PR #3630, opened 2022-11-10
Add Http-service to check bookie sanity state

rdhabalia:
### Motivation

Right now, if Bookie startup or process fails due to various reasons then bookie getState() rest API still gives a successful response even though bookie writes are not going through. Therefore. Bookie should have a REST API to check bookie sanity test and that can be used to check bookie liveliness in k8/helm-chart or to plot bookie health graph.

### Changes

Add Bookie REST API to check bookie health to validate bookie liveliness

### DIFF
--- a/bookkeeper-server/src/main/java/org/apache/bookkeeper/server/http/service/BookieSanityService.java
+++ b/bookkeeper-server/src/main/java/org/apache/bookkeeper/server/http/service/BookieSanityService.java
@@ -1,0 +1,90 @@
+/*
+ * Licensed to the Apache Software Foundation (ASF) under one
+ * or more contributor license agreements.  See the NOTICE file
+ * distributed with this work for additional information
+ * regarding copyright ownership.  The ASF licenses this file
+ * to you under the Apache License, Version 2.0 (the
+ * "License"); you may not use this file except in compliance
+ * with the License.  You may obtain a copy of the License at
+ *
+ *   http://www.apache.org/licenses/LICENSE-2.0
+ *
+ * Unless required by applicable law or agreed to in writing,
+ * software distributed under the License is distributed on an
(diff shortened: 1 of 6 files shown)


rdhabalia:
good point. made a change to run max (1) concurrent requests.

rdhabalia:
@eolivelli can you PTAL.

bookkeeper-server/src/main/java/org/apache/bookkeeper/server/http/service/BookieSanityService.java
```diff
@@ -0,0 +1,100 @@
...
+		}
+
+		BookieSanity bs = new BookieSanity();
+		if (config.isForceReadOnlyBookie()) {
+			bs.readOnly = true;
+		} else {
+		    try {
+                // allow max concurrent request as sanity-test check relatively
+                // longer time to complete
+		        lock.acquire();
```
eolivelli, line 87: Please wait at most for X seconds (5?) and if the semaphore cannot be acquired fail the request. We don't want many requests piling up.


Please also fix formatting

eolivelli (approved):
I have left one minor issue please check my comment.
Then the patch is good to go from my POV.
And we should release this with 4.16.

@hangc0276 FYI

hangc0276:
> I have left one minor issue please check my comment. Then the patch is good to go from my POV. And we should release this with 4.16.
> 
> @hangc0276 FYI

@eolivelli Sure

hangc0276 (approved):
Overall LGTM.

bookkeeper-server/src/main/java/org/apache/bookkeeper/server/http/service/BookieSanityService.java
rdhabalia: done

PR #3631, opened 2022-11-10
Add small files check in garbage collection

hangc0276:
### Motivation
When we use `TransactionalEntryLogCompactor` to compact the entry log files, it will generate a lot of small entry log files, and for those files, the file usage is usually greater than 90%, which can not be compacted unless the file usage decreased.

image

### Changes
We introduce the entry log file size check during compaction, and the checker is controlled by `gcEntryLogSizeRatio`. 
If the total entry log file size is less than `gcEntryLogSizeRatio * logSizeLimit`, the entry log file will be compacted even though the file usage is greater than 90%. This feature is disabled by default and the `gcEntryLogSizeRatio` default value is `0.0`

### DIFF
--- a/bookkeeper-server/src/main/java/org/apache/bookkeeper/bookie/GarbageCollectorThread.java
+++ b/bookkeeper-server/src/main/java/org/apache/bookkeeper/bookie/GarbageCollectorThread.java
@@ -589,7 +589,7 @@ public class GarbageCollectorThread implements Runnable {
 
         final int maxBucket = calculateUsageIndex(numBuckets, threshold);
         stopCompaction:
-        for (int currBucket = 0; currBucket < maxBucket; currBucket++) {
+        for (int currBucket = 0; currBucket <= maxBucket; currBucket++) {
             LinkedList<Long> entryLogIds = compactableBuckets.get(currBucket);
             while (!entryLogIds.isEmpty()) {
                 if (timeDiff.getValue() < maxTimeMillis) {
--- a/bookkeeper-server/src/main/java/org/apache/bookkeeper/bookie/GarbageCollectorThread.java
+++ b/bookkeeper-server/src/main/java/org/apache/bookkeeper/bookie/GarbageCollectorThread.java
@@ -546,24 +546,14 @@ public class GarbageCollectorThread implements Runnable {
     @VisibleForTesting
     void doCompactEntryLogs(double threshold, long maxTimeMillis) throws EntryLogMetadataMapException {
         LOG.info("Do compaction to compact those files lower than {}", threshold);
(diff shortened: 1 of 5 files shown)


zymap:
Open an email to discuss it?

hangc0276:
> Open an email to discuss it?

@zymap Ok, I send an email.

hangc0276:
ping @merlimat @eolivelli @dlg99 @zymap Please help take a look at this PR, thanks.

eolivelli (approved):
great

+1

bookkeeper-server/src/main/java/org/apache/bookkeeper/bookie/GarbageCollectorThread.java
```diff
@@ -548,14 +548,24 @@ private boolean removeIfLedgerNotExists(EntryLogMetadata meta) throws EntryLogMe
...
+                + "on garbage collection.", conf.getGcEntryLogSizeRatio(), gcEntryLogSizeRatio,
+                gcEntryLogSizeRatio * conf.getEntryLogSizeLimit());
+        }
 
         final int numBuckets = 10;
         int[] entryLogUsageBuckets = new int[numBuckets];
         int[] compactedBuckets = new int[numBuckets];
 
         ArrayList<LinkedList<Long>> compactableBuckets = new ArrayList<>(numBuckets);
+        ArrayList<LinkedList<Long>> smallFilesCompactableBuckets = new ArrayList<>(numBuckets);
```
dlg99, line 565: I think you can avoid addition of another type of buckets.
Have something like useTargetEntryLogSizeForGc config;

Replace
```java
calculateUsageIndex(numBuckets, meta.getUsage());
```

with something like
```java
double usage = meta.getUsage();

if (conf.getUseTargetEntryLogSizeForGc()) {
  usage = (double) meta.getRemainingSize() / Math.max(meta.getTotalSize(), conf.getEntryLogSizeLimit());
}
```
and the rest will happen naturally.

As an improvement, transactional compaction can fallback to a regular one if the estimated size of entry log after compaction is below some limit.

hangc0276: @dlg99 Good suggestion. I updated the code with `useTargetEntryLogSizeForGc` flag.  Please help take a look, thanks.

> As an improvement, transactional compaction can fallback to a regular one if the estimated size of entry log after compaction is below some limit.

For this one, I will open a new PR to handle it.

zymap (approved):

horizonzy (approved):
LGTM.

hangc0276:
This PR is hard to be cherry-picked to branch-4.14, and I will push another PR for branch-4.14

zymap:
Cherry-pick this change without the tests class. The test class is based on the direct IO improvement.

PR #3632, opened 2022-11-12
Include bkperf into bk all package

hangc0276:
### Motivation
The `bkperf` dependency doesn't include in the bookkeeper-all package, and when we run `bin/bkperf` command, it will throw the following exceptions.
```
$ bin/bkperf journal append -j data -n 100000000 --sync true
Couldn't find module '(org.apache.bookkeeper-)?bookkeeper-perf' jar.
Do you want me to run `mvn package -DskipTests` for you ? (y|n)
```

### Changes
Include the `bookkeeper-perf` dependency into `bookkeeper-all` package.

### DIFF
--- a/bookkeeper-dist/all/pom.xml
+++ b/bookkeeper-dist/all/pom.xml
@@ -104,6 +104,12 @@
     </dependency>
 
     <dependency>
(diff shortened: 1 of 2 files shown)


eolivelli (approved):
Lgtm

-----

* _Work order_: The whole block of data above should be printed again verbatim.

* _Result below_:
PR #3630, opened 2022-11-10
Add Http-service to check bookie sanity state

rdhabalia:
### Motivation

Right now, if Bookie startup or process fails due to various reasons then bookie getState() rest API still gives a successful response even though bookie writes are not going through. Therefore. Bookie should have a REST API to check bookie sanity test and that can be used to check bookie liveliness in k8/helm-chart or to plot bookie health graph.

### Changes

Add Bookie REST API to check bookie health to validate bookie liveliness

### DIFF
--- a/bookkeeper-server/src/main/java/org/apache/bookkeeper/server/http/service/BookieSanityService.java
+++ b/bookkeeper-server/src/main/java/org/apache/bookkeeper/server/http/service/BookieSanityService.java
@@ -1,0 +1,90 @@
+/*
+ * Licensed to the Apache Software Foundation (ASF) under one
+ * or more contributor license agreements.  See the NOTICE file
+ * distributed with this work for additional information
+ * regarding copyright ownership.  The ASF licenses this file
+ * to you under the Apache License, Version 2.0 (the
+ * "License"); you may not use this file except in compliance
+ * with the License.  You may obtain a copy of the License at
+ *
+ *   http://www.apache.org/licenses/LICENSE-2.0
+ *
+ * Unless required by applicable law or agreed to in writing,
+ * software distributed under the License is distributed on an
(diff shortened: 1 of 6 files shown)


rdhabalia:
good point. made a change to run max (1) concurrent requests.

rdhabalia:
@eolivelli can you PTAL.

bookkeeper-server/src/main/java/org/apache/bookkeeper/server/http/service/BookieSanityService.java
```diff
@@ -0,0 +1,100 @@
...
+		}
+
+		BookieSanity bs = new BookieSanity();
+		if (config.isForceReadOnlyBookie()) {
+			bs.readOnly = true;
+		} else {
+		    try {
+                // allow max concurrent request as sanity-test check relatively
+                // longer time to complete
+		        lock.acquire();
```
eolivelli, line 87: Please wait at most for X seconds (5?) and if the semaphore cannot be acquired fail the request. We don't want many requests piling up.


Please also fix formatting

eolivelli (approved):
I have left one minor issue please check my comment.
Then the patch is good to go from my POV.
And we should release this with 4.16.

@hangc0276 FYI

hangc0276:
> I have left one minor issue please check my comment. Then the patch is good to go from my POV. And we should release this with 4.16.
> 
> @hangc0276 FYI

@eolivelli Sure

hangc0276 (approved):
Overall LGTM.

bookkeeper-server/src/main/java/org/apache/bookkeeper/server/http/service/BookieSanityService.java
rdhabalia: done

PR #3631, opened 2022-11-10
Add small files check in garbage collection

hangc0276:
### Motivation
When we use `TransactionalEntryLogCompactor` to compact the entry log files, it will generate a lot of small entry log files, and for those files, the file usage is usually greater than 90%, which can not be compacted unless the file usage decreased.

image

### Changes
We introduce the entry log file size check during compaction, and the checker is controlled by `gcEntryLogSizeRatio`. 
If the total entry log file size is less than `gcEntryLogSizeRatio * logSizeLimit`, the entry log file will be compacted even though the file usage is greater than 90%. This feature is disabled by default and the `gcEntryLogSizeRatio` default value is `0.0`

### DIFF
--- a/bookkeeper-server/src/main/java/org/apache/bookkeeper/bookie/GarbageCollectorThread.java
+++ b/bookkeeper-server/src/main/java/org/apache/bookkeeper/bookie/GarbageCollectorThread.java
@@ -589,7 +589,7 @@ public class GarbageCollectorThread implements Runnable {
 
         final int maxBucket = calculateUsageIndex(numBuckets, threshold);
         stopCompaction:
-        for (int currBucket = 0; currBucket < maxBucket; currBucket++) {
+        for (int currBucket = 0; currBucket <= maxBucket; currBucket++) {
             LinkedList<Long> entryLogIds = compactableBuckets.get(currBucket);
             while (!entryLogIds.isEmpty()) {
                 if (timeDiff.getValue() < maxTimeMillis) {
--- a/bookkeeper-server/src/main/java/org/apache/bookkeeper/bookie/GarbageCollectorThread.java
+++ b/bookkeeper-server/src/main/java/org/apache/bookkeeper/bookie/GarbageCollectorThread.java
@@ -546,24 +546,14 @@ public class GarbageCollectorThread implements Runnable {
     @VisibleForTesting
     void doCompactEntryLogs(double threshold, long maxTimeMillis) throws EntryLogMetadataMapException {
         LOG.info("Do compaction to compact those files lower than {}", threshold);
(diff shortened: 1 of 5 files shown)


zymap:
Open an email to discuss it?

hangc0276:
> Open an email to discuss it?

@zymap Ok, I send an email.

hangc0276:
ping @merlimat @eolivelli @dlg99 @zymap Please help take a look at this PR, thanks.

eolivelli (approved):
great

+1

bookkeeper-server/src/main/java/org/apache/bookkeeper/bookie/GarbageCollectorThread.java
```diff
@@ -548,14 +548,24 @@ private boolean removeIfLedgerNotExists(EntryLogMetadata meta) throws EntryLogMe
...
+                + "on garbage collection.", conf.getGcEntryLogSizeRatio(), gcEntryLogSizeRatio,
+                gcEntryLogSizeRatio * conf.getEntryLogSizeLimit());
+        }
 
         final int numBuckets = 10;
         int[] entryLogUsageBuckets = new int[numBuckets];
         int[] compactedBuckets = new int[numBuckets];
 
         ArrayList<LinkedList<Long>> compactableBuckets = new ArrayList<>(numBuckets);
+        ArrayList<LinkedList<Long>> smallFilesCompactableBuckets = new ArrayList<>(numBuckets);
```
dlg99, line 565: I think you can avoid addition of another type of buckets.
Have something like useTargetEntryLogSizeForGc config;

Replace
```java
calculateUsageIndex(numBuckets, meta.getUsage());
```

with something like
```java
double usage = meta.getUsage();

if (conf.getUseTargetEntryLogSizeForGc()) {
  usage = (double) meta.getRemainingSize() / Math.max(meta.getTotalSize(), conf.getEntryLogSizeLimit());
}
```
and the rest will happen naturally.

As an improvement, transactional compaction can fallback to a regular one if the estimated size of entry log after compaction is below some limit.

hangc0276: @dlg99 Good suggestion. I updated the code with `useTargetEntryLogSizeForGc` flag.  Please help take a look, thanks.

> As an improvement, transactional compaction can fallback to a regular one if the estimated size of entry log after compaction is below some limit.

For this one, I will open a new PR to handle it.

zymap (approved):

horizonzy (approved):
LGTM.

hangc0276:
This PR is hard to be cherry-picked to branch-4.14, and I will push another PR for branch-4.14

zymap:
Cherry-pick this change without the tests class. The test class is based on the direct IO improvement.

PR #3632, opened 2022-11-12
Include bkperf into bk all package

hangc0276:
### Motivation
The `bkperf` dependency doesn't include in the bookkeeper-all package, and when we run `bin/bkperf` command, it will throw the following exceptions.
```
$ bin/bkperf journal append -j data -n 100000000 --sync true
Couldn't find module '(org.apache.bookkeeper-)?bookkeeper-perf' jar.
Do you want me to run `mvn package -DskipTests` for you ? (y|n)
```

### Changes
Include the `bookkeeper-perf` dependency into `bookkeeper-all` package.

### DIFF
--- a/bookkeeper-dist/all/pom.xml
+++ b/bookkeeper-dist/all/pom.xml
@@ -104,6 +104,12 @@
     </dependency>
 
     <dependency>
(diff shortened: 1 of 2 files shown)


eolivelli (approved):
Lgtm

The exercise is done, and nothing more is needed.